Afterwards, it was reported that many men shot their revolvers into the ashes on the ground, and others picked through the ashes to bring home souvenirs. His foot and skull were at one point displayed in the window of a store in town. The coroner who went to the site found a note allegedly from White, confessing to the crimes. It was covered in the same oil used to start the fire.

== Aftermath ==

=== Media coverage and public opinion ===
The lynching of George White was covered extensively not just in Delaware, but around the country. Many papers wrote editorials on the subject, including the Chicago Tribune, Washington Post, and St. Louis Post-Dispatch. Other pieces published pictures from the event, and printed gruesome details, quotes by those who had witnessed it, and the transcript of White's supposed confession:
"I was sent by Mr. Woodward down to the cornfield to thin some corn, and I saw Mr. Woodward's daughter and intended to rape her, but a couple of men came along in a wagon and I didn't. Then I saw the Bishop girl and I followed her... I chocked her and accomplished my purpose. Then I asked her if she was going to tell on me, and she said she was. Then I gave her a hack in the throat with my knife...Then I went back to the house and put on a light hat instead of the cap I wore. You would not do this to me if I was a white man and did this."
Most papers reported from a position that either sympathized with White, or that sympathized with the lynch mob. African American publications tended to land somewhere in the middle, being careful to show their displeasure with the mob and its actions while still condemning the actions of George White, assuming he was guilty.

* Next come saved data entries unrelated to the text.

PR #1616, opened 2018-04-09
How should we do features and annotations?

adamnovak:
This PR is not really for merging and will definitely fail the tests.

Instead I'm sketching out how annotations and the alignments would look if be broke out a `CoreAnnotations` object to hold the ones we use all the time, and we left another place for other annotations.

Questions for discussion:

1. What should go in the core annotations vs. the object itself? I think maybe the read group stuff is a candidate for promoting to real alignment fields, even though it would be duplicated, because people want to use that all the time.

2. What should be a core annotation vs. an extra annotation? I think the Locus is a candidate for demotion.

3. Is `repeated Any` a reasonable way to do extra annotations? Can pb2json be induced to serialize/deserialize them as JSON objects when the types are known to the program? Should it be a `repeated string`, or maybe a message with a string-string map in it?

@ekg @jeizenga @edawson Discuss.


ekg:
What about using a repeated Struct for the "feature"? The alternative is a repeated Any, which has advantages and disadvantages, among which each message must retain a URI to the schema of the object and there is not forward compatibility if you change this schema. [Both options and an interesting hybrid are discussed here.](https://blog.envoyproxy.io/dynamic-extensibility-and-protocol-buffers-dcd0bf0b8801)

The [Struct](https://developers.google.com/protocol-buffers/docs/reference/csharp/class/google/protobuf/well-known-types/struct) looks like the safest thing for our context. You can round trip it through JSON. It won't add weight to the semantics nor object. In fact, it might help to lighten up our in-memory representation. This looks like a great option to me.

adamnovak:
Struct does look like a pretty great idea.

If the struct is basically a big key/value store, maybe we can use just a
single `Struct annotations`, without having to have it repeated and search
all the copies. It might be as big as a map<string, string> in the
generated code, but we have the benefit of non-string values.

We'll have to see how pb2json/json2pb deals with this. The JSON
representation is specified, but I don't recall seeing much support for any
of the "well known" types in that library, so it may not be fully compliant.

adamnovak:
OK, I think Struct is the way to go.

`pb2json`/`json2pb` doesn't know how to deal with Struct at all, because it doesn't actually know anything about maps (which is how Struct is implemented).

However, it turns out that Protobuf (now?) has its own JSON serialization/deserialization code built in. And *that* code not only knows about Struct but is also clever enough to represent it as idiomatic JSON, with the field names as keys and the values as values in a normal JSON object.

So now this PR is mostly swapping over to that JSON code instead of the guts of the implementation we were using. There are some warts, though:

* Protobuf refuses to serialize `int64` as anything other than a string, because if it were unquoted and read by Javascript it would be loaded into a double, and some 64-bit int values wouldn't come through unmodified. I had to change some of the tests that look at the JSON to accept quoted `node_id` values.
* Protobuf doesn't know how to do anything with a JSON stream other than turn it into a Protobuf binary stream in a blocking way. So right now I'm still using Jansson and some fragments of `json2pb` to parse out a self-delimited JSON message from a stream, and then re-serialize it to a string for Protobuf to read. Maybe instead we really want something with a FIFO and a thread, or our own custom JSON half-parser that can count braces and handle string escapes to find where each input message ends.

But I think once we've handled all that, and maybe out a slightly nicer API over it on the C++ side, a Struct is the Right Way to handle annotations.

adamnovak:
I'm going to merge this in.

The actual annotations stuff is not ready; I want to put a get/set API on top of the struct, like my `features.hpp`, because working directly with the oneofs in `Value` is a bit of a pain. But the stuff in this PR is mostly groundwork tinkering with JSON serialization (and fixing up some test warnings), which I think we want no matter how the final API looks.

Cardinal James Gibbons mentioned the case in an article for the North American Review where he condemned lynching.

=== Local opinion ===
The town of Wilmington had two daily newspapers: the Morning News and the Evening Journal. Both were understanding of the town people's frustration with officials for not acting quickly enough, but they disapproved of the mob's violence. Neither paper mentioned the names of community members who were members of the mob.

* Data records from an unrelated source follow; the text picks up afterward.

PR #3135, opened 2020-12-28
[WIP] Use overlays created at runtime to remove node length restrictions from the user's perspective

jeizenga:
## Changelog Entry

 * VG no longer requires a maximum node length of 1024 bp for mapping

## Description

This isn't done, but I'm putting it up here to get feedback. 

One point of confusion we keep running into is that VG requires a maximum node length of 1024 during mapping because our indexes have bit-packed the position information into 10 bits. There's also a "softer" requirement for short nodes in that we frequently extract subgraphs that we expect to be small by copying full nodes. If nodes are large, performance can suffer. This was something we talked about when plotting the [VG Roadmap](https://github.com/vgteam/vg/wiki/Roadmap), although I don't think it ended up being its own bullet point.

My proposed solution is to have a lightweight overlay to do the node chopping on the fly whenever graphs have nodes that are too long. We can automatically add this on top of the graph before indexing, and then again before mapping. That will ensure that the mapping machinery only ever sees nodes that are below the maximum length, but we can translate mapping back into the original graph coordinates before returning them.

So far, this PR includes the actual overlay, but none of the other plumbing. My current implementation adds `O(1)` to all queries except for `get_handle`, which is `O(log N)` (although I suspect with a very small constant). There's another possible implementation that has `O(1)` `get_handle` queries, but `O(log (node length))` for many node-centric queries like `follow_edges` and `get_sequence`. We could also maintain both implementations in the same data structure to get `O(1)` for all queries.

### DIFF
--- a/src/chopped_graph.hpp
+++ b/src/chopped_graph.hpp
@@ -1,0 +1,850 @@
+/** \file
+ * chopped_graph.hpp: defines a handle graph overlay that splits nodes
+ * into multiple nodes to satisfy a maximum length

Helen Bishop's father was opposed to the lynching of George White, and had asked the town not to act illegally. Papers also received letters from the public. Many people said that the mob members were local heroes and applauded their bravery. The Morning News reported that the participants in the lynching believed "the job was done all right" and that "women will be safe now."

Others worried what would happen to the country if individuals were allowed to take justice into their own hands. One example of this is Delaware resident Thomas F. Bayard, who said:
"The action of the mob last night is a disgrace to the state. This is, and always has been, a law abiding community, and there never has been any question in the minds of those who chose to stop and think that exact justice would be meted out to all lawbreakers no matter how heinous the crime."

=== Legal action ===
After the lynching, some people tried to determine who had been involved. The town described the "Avenging Cowboy," an unknown man on horseback, as the main leader of the mob. Arthur Cornell of Baltimore was at one point arrested as the Avenging Cowboy. His request for bail was initially denied. Crowds began to gather and quickly turned violent when the mayor didn't respond to their demands to let Cornell go. He was eventually let out on bail, but the crowd did not disappear, and a number of men began attacking black people around the town.

== Modern mentions ==

=== In the Dead Fire's Ashes ===
In the Dead Fire's Ashes is a 40-minute documentary produced in 2004 by Stephen Labovsky. It was funded by the Delaware Humanities Council. The film consists of interviews with historians, reenactments, old photographs, and voiceover.

=== Memorial plaque ===
On June 23, 2019, the George White Commemorative Historic Marker was unveiled in Greenbank Park by the Delaware Social Justice Remembrance Coalition. It marked the 116th anniversary of George White's lynching. That same year in early August, the marker was stolen. A replacement marker, partially funded by citizens of the town, was unveiled on October 20, 2019.